# 1st baby at birthing centers - Please share your stories!



## ArcaneAscent

Hey, all!

I am currently 30 weeks pregnant with my first child, and I am planning on having my baby at a birthing center. My significant other was wondering about how many other women out there have had their 1st babies at birthing centers though. Knowing that all your subsequent children are typically born quicker and quicker and usually easier, it would make sense that mothers consider going natural their 2nd or 3rd (etc.) times around as opposed to their 1st. Also, my significant other was thinking too that 1st-time moms might be more cautious and want the security of being in a hospital.

So, I was hoping to hear from others here who had their 1st babies at birthing centers (or even home births too), considering that's what I'm planning on doing. Please share what you thought of it, the good and bad, along with any encouragement! Thank you!!


----------



## Dill

I haven't had him yet (just 33w5d today), but we are planning on having our baby at a birthing center instead of at the hospital. He'll be our first child. :)


----------



## ArcaneAscent

Dill said:


> I haven't had him yet (just 33w5d today), but we are planning on having our baby at a birthing center instead of at the hospital. He'll be our first child. :)

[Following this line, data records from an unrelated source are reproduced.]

PR #1257, opened 2018-05-01
SDANSA-113 Custom media field multi-items in the ninjs output

mugurrus:


petrjasek:
it's only tests right?

PR #1258, opened 2018-05-01
SDESK-2640 It is taking enormously long to open a published image file

mugurrus:


apps/archive/archive.py
```diff
@@ -197,6 +197,8 @@ def on_create(self, docs):
             self.validate_embargo(doc)
 
             update_associations(doc)
+            for assoc in doc.get(ASSOCIATIONS, {}).values():
+                assoc[config.LAST_UPDATED] = doc[config.LAST_UPDATED]
```
ioanpocol: Some tests fails because doc don't have config.LAST_UPDATED key.

PR #1274, opened 2018-05-21
[VOCABULARIES] fixed priority and urgency qcodes

jerome-poisson:
qcodes were stored as int instead of string for priority and urgency,
resulting in issues when trying to update vocabularies or to use
them in articles.

This patch fixes the prepopulate data and add a migration script to fix
existing values.

SDESK-2922

### DIFF
--- a/superdesk/vocabularies/vocabularies.py
+++ b/superdesk/vocabularies/vocabularies.py
@@ -71,7 +71,6 @@ class VocabulariesResource(Resource):
                 'allow_unknown': True,
                 'schema': {
                     'name': {'type': 'string', 'required': False, 'nullable': True},
-                    'qcode': {'type': 'string', 'required': False, 'nullable': True}
                 }
             }
         },


jerome-poisson:
@petrjasek why? qcode is an id isn't it?

jerome-poisson:
@petrjasek in NewsML, qcode is a string: https://iptc.org/std/NewsML-G2/2.27/specification/XML-Schema-Doc-Power/NewsItem.html#Link52 (it should even contain a \:\ there), I don't think an integer should be used in our case.

petrjasek:
yep qcode is a string, but not urgency or priority values

jerome-poisson:
but they are stored as qcode, and client send string when modifying/updating those values. To allow integer I would have to remove type from qcode, which would make validation less strict. I think that if we want to use integer we should use something else, not named "qcode" (e.g.: "value" would make sense).

petrjasek:
thing is this change might break some output formats, so far it was assuming there is int, and not sure how we could change it without breaking output formatting

jerome-poisson:
@petrjasek I've restored the former behaviour and qcode type is not checked anymore, fixing SDESK-2922, but this is IMO wrong: if user add `priority` or `urgency` by hand in metadata, new items will be sent by client as strings, resulting in a mix of int and string in mongo. This is the former behaviour and it's working (for now), but it's not good.

I keep thinking that my first patch is the right way to do, but I understand the worries to break publication workflow in production. But on the other hand, having a mix of int and string is a bomb which can explode later.

petrjasek:
right, I think we should specify the type in the [vocabulary schema](https://github.com/superdesk/superdesk-core/blob/master/apps/prepopulate/data_init/vocabularies.json#L82) and use that to validate/convert

jerome-poisson:
after talk with @petrjasek , I merge as it for now, and I'll create a separate PR later to handle type in vocabularies.

PR #1276, opened 2018-05-22
SDESK-715 Feeding service labels and fields should be set server side, not in client

mugurrus:


superdesk/io/feeding_services/rss.py
```diff
@@ -38,13 +38,46 @@ class RSSFeedingService(FeedingService):
...
+            'placeholder': 'Username', 'required_expression': '{auth_required}',
+            'show_expression': '{auth_required}'
+        },
+        {
+            'id': 'password', 'type': 'password', 'label': 'Password',
+            'placeholder': 'Password', 'required_expression': '{auth_required}',
+            'show_expression': '{auth_required}'
+        },
+        {
+            'id': 'field_aliases', 'type': 'tuple-multivalue', 'label': 'Content Field Aliases',
```
petrjasek: what about something like `type='mapping'` and instead of `first_field_label` having "recursive" fields:
```
{
    'label': 'Content Field Aliases',
    'type': 'mapping',
    'fields': [
        {'type': 'select', 'label': 'RSS field name', 'options': [...]},
        {'type': 'text', 'label': 'Superdesk field'},
    ],
}
```
I think this would make the api a bit cleaner and wouldn't require ui changes when we need more columns

petrjasek:
pls add some info into docs about the fields

PR #1282, opened 2018-05-24
[SDESK-2941] Change annotation ID to integer instead of string

pablopunk:
This should be merged together with client's PR


petrjasek:
I think this will need a change in [feature](https://github.com/superdesk/superdesk-core/blob/master/features/archive.feature#L780)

Very cool! Congratulations and best of luck to you with your first baby at a birthing center as well!


----------



## Dill

Thanks! It just made more sense to us to go to a facility focused on natural birthing because I have medical conditions which make things like epidurals a complete non-option. Plus, a water birth should actually speed things along quite a bit!


----------



## Spudtastic

I suppose it all depends on your circumstances too. Dhs cousin had babies one and two at home with a birthing pool BUT she lived five minutes at most away from the hopsital so if there was an emergency she could get there quickly.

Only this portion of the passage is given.